[Geysers] China quake effects?
Lynn Stephens
lstephens2006 at hotmail.com
Wed May 14 19:50:00 PDT 2008
________________________________
> Date: Wed, 14 May 2008 14:29:03 -0700
> From: udo.freund at lmco.com
> To: geysers at lists.wallawalla.edu
> Subject: [Geysers] China quake effects?
>
> I recall some discussion about an Alaskan quake a few years ago having several surprising effects on geysers in Yellowstone. Since the early Monday (00:28:01 MDT) M7.9 quake in China there have been 46 aftershocks M4.4 to M6.0. Despite this happening even farther away than previously "related" quakes has anyone considered if the recent odd activity may also be related? Yellowstone's own activity map seems "normal" to "quiet". The biggest is M2.1 about 9 hours prior to China's biggie. Just guru geyser gazing from afar.
>
> Thanks,
> Udo Freund
I should probably let Ralph Taylor respond to this since he was a co-author on the paper that discussed the effects of the 2002 Denali earthquake on Yellowstone geysers. But, for those who are interested, here is some information about the effects the 2002 Denali quake had on Yellowstone.

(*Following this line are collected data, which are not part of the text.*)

PR #643, opened 2026-07-02
fix(deepagents): let grep match an exact file path on State/Store backends

NitsanCohen770:
## Problem

`grepMatchesFromFiles` (the shared grep for `StateBackend` and `StoreBackend`) normalizes its `path` argument via `validatePath`, which **always appends a trailing slash**, then keeps only files whose key starts with that prefix:

```
grep(pattern, "/data/rows.txt")
  → normalizedPath = "/data/rows.txt/"
  → files["/data/rows.txt"].startsWith("/data/rows.txt/")  // false
  → []
```

So grepping a **specific file** — a perfectly normal call, and one that works against shell-backed sandboxes — silently returns zero matches on state/store backends. Silent-empty is the worst failure mode here: an agent concludes "the pattern isn't in the file" and answers wrong, with no error to catch.

## Fix

The filter also accepts an exact file-key match (`` `${fp}/` === normalizedPath ``). Directory-subtree semantics, glob filtering, and the binary-file skip are unchanged.

## Test

Adds `grepMatchesFromFiles` unit coverage (directory subtree, exact file path, exact file without the pattern, glob applied to an exact file path) and a `StoreBackend.grep` regression test for the exact-file case.

## Verification

Hit in production: our tool-result offload handle instructs the model to `grep(pattern, "<offloaded file path>")`; against the store backend every such call returned `[]` for data written moments earlier. `libs/deepagents` vitest suite: 1181 passing locally (the 6 pre-existing `*.int.test.ts` typecheck errors about `@langchain/sandbox-standard-tests` are unrelated and present on `main`).

Adjacent observation (out of scope here): files with text content but an unrecognized extension (e.g. `.jsonl`) get a non-text MIME and are skipped by grep's binary filter even when the path matches — worth a separate look.

### DIFF
--- a/libs/deepagents/src/backends/store.test.ts
+++ b/libs/deepagents/src/backends/store.test.ts
@@ -212,6 +212,20 @@ describe("StoreBackend", () => {
     expect(readAfter.content).not.toContain("foo");
   });
 
+  it("greps an exact file path, not only directory prefixes", async () => {
+    const { runtime } = makeConfig();
+    const backend = new StoreBackend(runtime);
+
+    await backend.write("/data/rows.txt", '{"account":"acct-1"}');
+    await backend.write("/data/other.txt", "acct-1 elsewhere");
+
+    const res = await backend.grep("acct-1", "/data/rows.txt");
+    expect(res.error).toBeUndefined();
+    expect(res.matches).toEqual([
+      { path: "/data/rows.txt", line: 1, text: '{"account":"acct-1"}' },
+    ]);
+  });
+
   it("should handle grep with glob filter", async () => {
     const { runtime } = makeConfig();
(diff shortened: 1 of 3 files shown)


NitsanCohen770:
Closing this — it was superseded upstream by #713, released in 1.12.1, which fixes the same defect more thoroughly: instead of adding an exact-key check inside `grepMatchesFromFiles`, it extracts a shared `filterFilesByPath` helper that treats a file `path` as a single-file search, and applies it to `glob` as well, which this PR did not cover.

Verified against 1.12.2 before closing:

```
grep("…", "/tooldata/catalog.json")  -> matches (exact file path)
grep("…", "/tooldata")               -> matches (directory)
```

Thanks @gethin-langchain for landing it.

PR #644, opened 2026-07-03
fix(deepagents): use file_path in read_file prompt examples

TrueNight:
## Problem

The `read_file` tool schema requires the argument `file_path`, but two built-in prompts illustrate the call with an argument named `path`:

- `READ_FILE_TOOL_DESCRIPTION` in `libs/deepagents/src/middleware/fs.ts` (`read_file(path, limit=...)`, `read_file(path, offset=..., limit=...)`)
- the skills workflow prompt in `libs/deepagents/src/middleware/skills.ts` (`read_file(path, limit=...)`)

Models that copy the example emit a `path` argument and fail schema validation on the very first read:

```
Error invoking tool 'read_file' with kwargs {"path":".../SKILL.md","limit":1000}
Error: Received tool input did not match expected schema
Invalid input: expected string, received undefined
  -> at file_path
```

## Change

Align the four example lines with the actual schema by renaming the example argument `path` → `file_path`. This is a prompt/documentation fix only — the tool schema (`file_path`) is unchanged, so there is no API/behavior change for callers.

## Test

Adds one test under `createFilesystemMiddleware › tools` in `fs.test.ts` that derives the allowed argument names from the `read_file` tool's schema (`schema.toJSONSchema().properties`) and asserts every argument shown in the tool description's `read_file(...)` examples is one of them. It fails if an example ever references an argument the tool does not accept (verified red before this change, green after).

## Verification

- `pnpm build` — passes
- `pnpm --filter deepagents typecheck` — passes
- `pnpm --filter deepagents test:unit` — 1177 passed

A patch changeset is included.

### DIFF
--- a/.changeset/fix-read-file-file-path.md
+++ b/.changeset/fix-read-file-file-path.md
@@ -1,0 +1,5 @@
+---
+"deepagents": patch
+---
+
+Fix built-in `read_file` prompt examples to use the `file_path` argument name so models stop emitting `path` and failing schema validation.
--- a/libs/deepagents/src/middleware/fs.test.ts
+++ b/libs/deepagents/src/middleware/fs.test.ts
@@ -1048,6 +1048,32 @@ describe("createFilesystemMiddleware", () => {
         }
       }
     });
+
+    it("read_file examples only reference argument names in its schema", () => {
+      const middleware = createFilesystemMiddleware({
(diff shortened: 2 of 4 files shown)


TrueNight:
Hi @hntrl! Could you take a look at this PR when you have a moment? It’s ready for review

PR #691, opened 2026-07-16
fix(deepagents): backend adapter drops route prefixes

colifran:
### Summary

`adaptBackendProtocol` rebuilds the backend into a v2 backend protocol but drops its `routePrefixes`. Since `resolveBackend` runs every backend through the adapter, a resolved `CompositeBackend` was no longer detected as composite. That made the execute tool's guard fail at invocation and disable the execute tool even when filesystem permissions were correctly scoped to composite routes.

This PR fixes this by forwarding `routePrefixes` through `adaptBackendProtocol` instead of dropping them.

### Tests

Added unit tests in backends/utils.test.ts to verify that `routePrefixes` is forwarded through `adaptBackendProtocol` and `adaptSandboxProtocol` and not added for non-composite backends.

### DIFF
--- a/.changeset/dark-squids-bathe.md
+++ b/.changeset/dark-squids-bathe.md
@@ -1,0 +1,5 @@
+---
+"deepagents": patch
+---
+
+fix(deepagents): backend adapter drops route prefixes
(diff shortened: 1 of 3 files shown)


colifran:
tested locally - need to merge for release.

PR #697, opened 2026-07-20
ci: route integration tests through LangSmith LLM Gateway

christian-bromann:
## Summary
- Add a shared Vitest setup that remaps Anthropic/OpenAI/etc. clients onto the LangSmith LLM Gateway when `LANGSMITH_GATEWAY_KEY` is present.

Per the summary of their paper that appears on the University of Utah seismographic website:
22 geysers monitored
8 showed effects
10 no noticeable effects
4 too erattic to determine
8 changed
5 increased--Daisy, Depression, Plume and Riverside, Pink
3 decreased--Castle, Plate, Lone Pine
Here's (most of the) information from the University of Utah seismographic website about the effects of the Denali quake. I've reproduced this because some of the newspaper accounts garbled the information, and some websites still have misinformation.
"Less than 18 hours after the Denali earthquake in Alaska, Smith and colleagues at the University of Utah Seismograph Stations reported the major jolt had triggered more than 200 small earthquakes in Yellowstone – something widely reported by news media in the days following the quake.

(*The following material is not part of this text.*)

PR #716, opened 2026-07-31
fix: avoid duplicate sandbox read line numbers

### LINKED ISSUE #679: Bug: `read_file` line numbers are duplicated when using a sandbox backend
## Summary

When a file is read through any sandbox backend (`BaseSandbox` / its subclasses in `libs/deepagents/src/backends/sandbox.ts`), the output shows line numbers **twice** on every line, e.g.:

Smith now says the triggered quakes at Yellowstone numbered more than 1,000 within a week of the Denali quake – if the count includes tiny temblors that were not “located,” meaning their epicenters and depths were not determined. He says the quakes ranged in magnitude from minus 0.5 to just under 3.0. (Tiny quakes have negative magnitudes because modern seismic equipment can detect quakes smaller than was possible when the logarithmic magnitude scales were devised.)

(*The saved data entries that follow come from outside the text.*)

PR #723, opened 2026-08-04
fix(deepagents): prevent stack overflow in CompositeBackend grep/glob

thushanth-bengre-langchain:
## Summary

- Fixes `RangeError: Maximum call stack size exceeded` from `CompositeBackend.glob`/`grep` when a broad search (e.g. `**/*.{ts,tsx,...}` at `/`) returns hundreds of thousands of entries. Root cause: results were merged with `push(...entries)`, which passes each entry as a separate function argument and overflows V8's argument-stack limit. Now accumulated with a plain loop.
- Ports the Python SDK's grep match-count cap (`ef591e7`): optional `maxCount` backend param / `max_count` tool arg, `grepMaxCount` middleware option (default 1000, `null` disables), `truncated` flag on `GrepResult`/`GlobResult`, and a truncation note in the grep tool output. `CompositeBackend` splits the budget across routes and OR-propagates `truncated`.

## Backward compatibility

- `truncated` is optional; `maxCount` defaults to unset everywhere. No required changes for existing or new users.

## Test plan

- [x] Regression test: mocked backend returning 200k entries — `glob`/`grep` complete without `RangeError` (verified it fails with the old spread).
- [x] Cap enforcement, `truncated` propagation across composite routes, middleware note rendering.
- [x] `pnpm test` (format + lint + all lib tests) passes.

### DIFF
--- a/libs/deepagents/src/backends/composite.ts
+++ b/libs/deepagents/src/backends/composite.ts
@@ -19,8 +19,28 @@ import type {
   ReadResult,
   WriteResult,
 } from "./protocol.js";
-import { isSandboxBackend, isSandboxProtocol } from "./protocol.js";
+import {
+  applyGrepMaxCount,
+  isSandboxBackend,
+  isSandboxProtocol,
+} from "./protocol.js";
 import { adaptBackendProtocol, adaptSandboxProtocol } from "./utils.js";
+
+/**
+ * Remaining match budget for the next routed grep, or null when uncapped.
+ *
+ * Returns 0 once the cap is already met so callers can short-circuit
+ * remaining routes.
+ */
+function remainingGrepBudget(
+  maxCount: number | null | undefined,
+  collected: number,
+): number | null {
+  if (maxCount == null) {
+    return null;
+  }
+  return Math.max(maxCount - collected, 0);
+}
 
 /**
  * Backend that routes file operations to different backends based on path prefix.
@@ -179,7 +199,11 @@ export class CompositeBackend implements BackendProtocolV2 {
         return defaultResult;
       }
 
-      results.push(...(defaultResult.files || []));
+      // Loop instead of spread: push(...files) passes each entry as a
+      // separate argument and overflows the call stack on huge listings.
+      for (const fi of defaultResult.files || []) {
+        results.push(fi);
+      }
 
       // Add the route itself as a directory (e.g., /memories/)
       for (const [routePrefix] of this.sortedRoutes) {
@@ -229,11 +253,16 @@ export class CompositeBackend implements BackendProtocolV2 {
 
   /**
    * Structured search results or error string for invalid input.
+   *
+   * @param maxCount - Optional total cap on returned matches across all routed
+   *                   backends. When the cap is reached, remaining routes are
+   *                   short-circuited and the result is flagged `truncated: true`.
    */
   async grep(
     pattern: string,
     path: string | null = "/",
     glob: string | null = null,
+    maxCount: number | null = null,
   ): Promise<GrepResult> {
     const searchPath = path || "/";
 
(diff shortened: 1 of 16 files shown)


libs/deepagents/src/backends/composite.ts
```diff
@@ -310,16 +364,22 @@ export class CompositeBackend implements BackendProtocolV2 {
...
 
     // Path doesn't match any specific route - search default and route descendants
+    let truncated = false;
     const defaultResult = await this.default.glob(pattern, path);
     if (defaultResult.error) {
       return defaultResult;
     }
-    results.push(...(defaultResult.files || []));
+    // Loop instead of spread: push(...files) passes each entry as a
+    // separate argument and overflows the call stack on huge result sets.
```
hntrl: let's remove these comments

libs/deepagents/src/backends/composite.ts
```diff
@@ -310,16 +364,22 @@ export class CompositeBackend implements BackendProtocolV2 {
...
+    for (const fi of defaultResult.files || []) {
+      results.push(fi);
+    }
+    truncated = truncated || defaultResult.truncated === true;
```
hntrl: these lines look a little strange. Why do we have a separate truncated marker instead of just reading off of `defaultResult.truncated`?

libs/deepagents/src/backends/protocol.ts
```diff
@@ -71,8 +71,41 @@ export interface GrepMatch {
...
+/**
+ * Enforce a match cap after a backend grep has completed.
+ *
+ * When `maxCount` is set and the result exceeds it, the matches are sliced
+ * to the cap and the result is flagged `truncated: true`.
+ */
+export function applyGrepMaxCount(
+  result: GrepResult,
+  maxCount: number | null | undefined,
+): GrepResult {
```
hntrl: nit: this signature kind of pains me. could we instead have something like `params: { result: GrepResult, maxCount: number | null | defined }` instead of two positional args?

libs/deepagents/src/backends/composite.ts
```diff
@@ -19,9 +19,29 @@ import type {
...
+ */
+function remainingGrepBudget(
+  maxCount: number | null | undefined,
+  collected: number,
+): number | null {
+  if (maxCount == null) {
+    return null;
+  }
+  return Math.max(maxCount - collected, 0);
+}
```
hntrl: looks like this is only used once? could we just have this logic live inline in that case

hntrl (commented):
some Q's

libs/deepagents/src/backends/composite.ts
thushanth-bengre-langchain: This is the merge path — it searches default + all routed backends and ORs truncated across them. Only `defaultResult.truncated` would miss truncation from routed backends.

libs/deepagents/src/middleware/fs.ts
```diff
@@ -1056,7 +1072,9 @@ function createGrepTool(
 
       const resolvedBackend = await resolveBackend(backend, runtime);
       const { pattern, path = "/", glob = null } = input;
-      const result = await resolvedBackend.grep(pattern, path, glob);
+      // A per-call max_count overrides the configured middleware default.
+      const maxCount = input.max_count ?? grepMaxCount;
+      const result = await resolvedBackend.grep(pattern, path, glob, maxCount);
```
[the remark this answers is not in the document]
thushanth-bengre-langchain: Good catch — agreed this is a real issue, but it also exists in the Python implementation (same order of operations: backend cap applied before permission filtering), so JS is currently at parity rather than regressed. The right fix likely needs a design decision (over-fetch vs. pushing path-awareness into backends) that affects both repos.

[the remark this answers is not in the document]
hntrl: we're disregarding this for now. This will require a broader rearchitecture to the protocol to allow for permission invariants while iterating. Will open up a corresponding PRD to capture this

hntrl (approved):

Most of the triggered quakes were centered near geysers and hot springs."
“Several small hot springs, not known to have geysered before, suddenly surged into a heavy boil with eruptions as high as 1 meter [about 39 inches],” Smith and colleagues wrote in Geology. “The temperature at one of these springs increased rapidly from about 42 to 93 degrees Celsius [about 108 to 199 degrees Fahrenheit]” and became much less acidic than normal. “In the same area, another hot spring that was usually clear showed muddy, turbid water.”
Meanwhile, some geysers erupted more frequently than normal, while others erupted less frequently.
Yellowstone has more than 10,000 geysers, hot springs and fumaroles (steam vents), and scientists monitored how often 22 of the geysers erupted during the winter of 2002-2003. Eight of the 22 “displayed notable changes in their eruption intervals” after the Denali quake, 10 showed no significant changes and the other four were too erratic in the timing of their eruptions to determine if the quake changed them, the researchers wrote. Of the eight that changed:
-- Geysers that erupted more frequently following the Denali quake included Daisy, Depression, Plume and Riverside geysers in Upper Geyser Basin, and Pink Geyser in Lower Geyser Basin.
-- Geysers that erupted less frequently after the Denali quake included Castle and Plate geysers in Upper Geyser Basin and Lone Pine Geyser in West Thumb Geyser Basin.
Most geysers returned to their normal timing days to months after the Denali quake.
Oddly, geysers affected by earlier nearby earthquakes – most notably Old Faithful and Grand Geyser in Upper Geyser Basin – were not affected by the Denali earthquake.